In this paper, we propose a mixed model approach epiQTDT that tests for gene–gene interactions in family data in the presence of linkage while controlling for population stratification. It is applicable to any type of family structure and can adjust for covariates.

In an extensive simulation study, we show that epiQTDT has good power for traits with high and low heritabilities. When no population stratification is present, we conclude from our simulation study that FAM-MDR outperforms epiQTDT for most of the considered settings. Only for low values of D′ between the markers and the QTLs, small power gains of epiQTDT are established. In this setting, the power of epiQTDT is reduced as we correct for population stratification that is not present. The split-up in within-family and between-family information is not necessary. The power of epiQTDT is reduced in this case because we split up the genotypic information. When all parental genotypes are missing, epiQTDT and FAM-MDR show comparable power results.

When comparing the joint epiQTDT to epiQTDT and FAM-MDR in case of no population stratification, we observe that the joint epiQTDT shows better results for simulation settings 1 and 2, where both QTLs have a main and interaction effect on the trait (Figures 1 and 2). The joint epiQTDT is able to detect these main effects. EpiQTDT and FAM-MDR only test for the interaction effect, thus have less power in these settings. If the two QTLs only have a weak main effect on the trait (simulation setting 3), epiQTDT and FAM-MDR are more powerful than the joint epiQTDT. When all parental genotypes are missing, the same trends are observed.

Finally, in Figure 4, we show that in the presence of population stratification, epiQTDT outperforms FAM-MDR. The epiQTDT and joint epiQTDT correctly address the population stratification and have better power results than FAM-MDR.

The type I error rates of the epiQTDT and joint epiQTDT are always close to 0.05 in the considered settings. We show that the test and estimated effect of the within-family component of the gene–gene interaction is unbiased in the presence of population stratification (Tables 1 and 2). Several methods exist to test or control for population stratification (eg, EIGENSTRAT18) but usually require a lot (>1000) of markers. If too few markers are available to use these methods, epiQTDT offers a nice alternative.

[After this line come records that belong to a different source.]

PR #144, opened 2018-10-30
NIFIREG-209 Rebuild metadata DB from FlowPersistenceProvider when emp…

bbende:
…ty DB AND when instance of MetadataAwareFlowPersistenceProvider

### DIFF
--- a/nifi-registry-core/nifi-registry-framework/src/main/java/org/apache/nifi/registry/provider/flow/FlowMetadataSynchronizer.java
+++ b/nifi-registry-core/nifi-registry-framework/src/main/java/org/apache/nifi/registry/provider/flow/FlowMetadataSynchronizer.java
@@ -1,0 +1,138 @@
+/*
+ * Licensed to the Apache Software Foundation (ASF) under one or more
+ * contributor license agreements.  See the NOTICE file distributed with
+ * this work for additional information regarding copyright ownership.
+ * The ASF licenses this file to You under the Apache License, Version 2.0
+ * (the "License"); you may not use this file except in compliance with
+ * the License.  You may obtain a copy of the License at
+ *
+ *     http://www.apache.org/licenses/LICENSE-2.0
+ *
+ * Unless required by applicable law or agreed to in writing, software
+ * distributed under the License is distributed on an "AS IS" BASIS,
+ * WITHOUT WARRANTIES OR CONDITIONS OF ANY KIND, either express or implied.
+ * See the License for the specific language governing permissions and
+ * limitations under the License.
+ */
+package org.apache.nifi.registry.provider.flow;
+
+import org.apache.nifi.registry.db.entity.BucketEntity;
+import org.apache.nifi.registry.db.entity.BucketItemEntityType;
+import org.apache.nifi.registry.db.entity.FlowEntity;
+import org.apache.nifi.registry.db.entity.FlowSnapshotEntity;
+import org.apache.nifi.registry.flow.FlowPersistenceProvider;
+import org.apache.nifi.registry.flow.MetadataAwareFlowPersistenceProvider;
+import org.apache.nifi.registry.metadata.BucketMetadata;
+import org.apache.nifi.registry.metadata.FlowMetadata;
+import org.apache.nifi.registry.metadata.FlowSnapshotMetadata;
+import org.apache.nifi.registry.service.MetadataService;
+import org.slf4j.Logger;
+import org.slf4j.LoggerFactory;
+import org.springframework.beans.factory.annotation.Autowired;
+import org.springframework.context.event.ContextRefreshedEvent;
+import org.springframework.context.event.EventListener;
+import org.springframework.stereotype.Component;
+
+import java.util.Date;
+import java.util.List;
+
+@Component
+public class FlowMetadataSynchronizer {
+
+    private static final Logger LOGGER = LoggerFactory.getLogger(FlowMetadataSynchronizer.class);
+
+    private MetadataService metadataService;
+    private FlowPersistenceProvider persistenceProvider;
+
+    @Autowired
+    public FlowMetadataSynchronizer(final MetadataService metadataService,
+                                    final FlowPersistenceProvider persistenceProvider) {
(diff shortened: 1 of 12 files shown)


bbende:
@kevdoran @ijokarumawak what do you guys think of this?

kevdoran:
This is a fun new feature @bbende. It will be nice for DR or as a mechanism to populate NiFi Registry instances in new environments with some canned flows. I looked at the code and tried it out and it's working well for me. There is some oddness when loading flows from 0.2.0 or 0.3.0 as they don't have all the metadata available, but I think that's fine. Going forward with git repos created after this feature exists should have everything there.

Interested to hear from @ijokarumawak on this to get his input as he is the most experienced with the Java Git stuff, but consider me a tentative +1 on this PR. Cool stuff!

ijokarumawak:
Oh, this is going to be very useful! I'm reviewing now. Thanks!

ijokarumawak:
@bbende This is really cool! I was able to:
1. Setup two NiFi Registry environment using the same remote Git repository, but different branches, dev and prod. 
2. Create new flow versions at dev and push it to remote origin/dev branch
3. Merge commits to origin/prod branch. Then remove database dir at prod environment to generate it from updated Git commits.
4. After restarting the prod NiFi Registry, I can import the new flows from dev to prod environment.
5. Updating existing flow scenario also worked. Even if I restored database from Git commits, NiFi was able to keep notice new version and change the deployed PG to a new version.

Haven't looked at the detail of implementation, but from functional point of view, I'm a huge +1! Great job!

MAliNaqvi:
@ijokarumawak 
how did you point the nifi registry to different branches? 
I am using docker-compose:

```
  nifi-registry:
    build:
      context: ./nifi-registry
    image: apache/nifi-registry
    ports:
      - 18080:18080
    volumes:
      - ./nifi-workflows:/opt/nifi-registry/nifi-workflows
    environment:
      - NIFI_REGISTRY_FLOW_STORAGE_DIR=/opt/nifi-registry/nifi-workflows
      - NIFI_REGISTRY_FLOW_PROVIDER=git
      - NIFI_REGISTRY_GIT_REMOTE=origin/DA-21-abcd
    env_file:
      - .env
```
The .env file contains the authN credentials.

```
NIFI_REGISTRY_GIT_USER
NIFI_REGISTRY_GIT_PASSWORD
```

but I get the error `Available remotes are [origin]`

kevdoran:
@MAliNaqvi that is not a supported feature. only one branch (typically master) can be used for tracking

ijokarumawak:
@MAliNaqvi I preconfigured the git directory manually before using it from NiFi registry. I used standard git commands. e.g. `git checkout -b dev` to create `dev` branch. I used two separate NiFi Registry instances for each `dev` and `prod` branch.

MAliNaqvi:
@ijokarumawak @kevdoran @bbende I applied the patch for this PR and for #152 and was able to get the nifi git sync working. I am able to create different branches eg. for separate JIRA issues and the registry pushes correctly and also creates the remote branch as well. This works really well.

Now, from what I understand, if we want to pull changes from git into a registry that is already running, we have to restart the registry which then repopulates its internal db. Is there another way? It would be great if the resync could be done via the nifi registry ui (ex. a button under the "Actions" drop down menu)

MAliNaqvi:
Also I am finding that restoring from git, then creating a commit, changes all group ids and makes numerous changes in the snapshot which prevents a clean diff of changes when creating PRs.

bbende:
@MAliNaqvi the use-case for this feature wasn't really to keep two registry instances in-sync by using git in between. It was more for the case where someone lost their registry instance, but still had the git repo, for example maybe running registry in a container with an H2 DB and pushing to github, and then the container goes away, so all that remains is the github repo.

As far as the diff'ing, the expectation is that diffs would be done through registry and not an external tool like github. There is already a REST end-point to compute the diff between two snapshots, but unfortunately the UI doesn't have anything yet to visualize this.

MAliNaqvi:
@bbende Thanks, I was able to use the REST endpoint to compute the diff.

bbende:
Seems like a few people have tested this out and signed off, so I'm going to merge this to master.

asxtray:
Has anyone tried the functionality from master branch? Pulled and rebuilt from master, staring registry with preconfigured GitFlowPersistenceProvider and local flow file git folder but the registry is empty. Shall I specify some startup flag to rebuild the database?

bbende:
@asxtray I haven't tried this from master in a while, but I don't know of any reason why it wouldn't still be working. Can you check your nifi-registry-app.log during start up for any of the following log statements?
```
"*  FlowPersistenceProvider is not metadata-aware, nothing to synchronize"
"*  Found existing buckets, will not synchronize metadata"
"*  Synchronizing metadata from FlowPersistenceProvider to metadata database..."
```
Let us know which of these printed.

asxtray:
It seems that flow folder(s) (bucket) must be the only top level folders in git. Now it grabs the bucket but skips the flows. I had to debug GitFlowMetaData to discover the problem. Lines 317, 318:
`final File flowSnapshotFile = new File(new File(backetFilePath).getParent(), flowSnapshotFilename);
final ObjectId objectId = flowSnapshotObjectIds.get(flowSnapshotFile.getPath());`
It relies on java.io.File object to construct flowSnapshot file git key, but the problem is that java.io.File is platform specific and delegates path construction to the internal file system abstraction. So for Linux it would be bucketName/flowfile.snapshot which is okay but for Windows it would be bucketName\flowfile.snapshot and it doesn't match the git key as it's unix style. What I did:
1. Provided bucketDirName as String backetFilePath into loadFlows
2. Replaced java.io.File manipulations with simple String concatenation:
`final String flowSnapshotFileGitKey = bucketDirName != null ? bucketDirName.concat("/").concat(flowSnapshotFilename) : flowSnapshotFilename;
final ObjectId objectId = flowSnapshotObjectIds.get(flowSnapshotFileGitKey);`

And that helped. Currently I don't have much time to submit a PR, but if I do I will, no guarantees.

Although the split up of the family information in a within-family and between-family component guaranties unbiased results in the presence of population stratification, there can still be a problem in the covariance model. The IBD estimates can be biased by population stratification when founder genotype data are missing.19 Another problem in the covariance model is the use of the Hadamard product of the IBD estimate matrices of the two loci. The product is only valid when the two QTLs are unlinked (ie, on different chromosomes) or when there is at least one informative marker between the QTLs in case the latter are linked.20 At this point, it is not clear what the effect of these issues on the performance of epiQTDT is, although we do not observe elevated type I error rates in our simulated settings (eg, in the presence of population stratification). We suspect that the influence will be minor, as we are only correcting for linkage and not explicitly testing for it.

Another important assumption of epiQTDT is the multivariate normality assumption of the error terms in the applied mixed model. If this assumption does not hold, conclusions can be biased. Several solutions exist to solve this problem: for example, a permutation-based solution,5 and in Diao and Lin21 a method is proposed that uses an unspecified transformation function that is empirically estimated from the data.

We conclude that epiQTDT shows promising results to detect gene–gene interactions in the presence of linkage in particular in (candidate–gene) studies where too few markers are available to correct for population stratification using standard methods. Supplementary Information is available at the European Journal of Human Genetics’ website.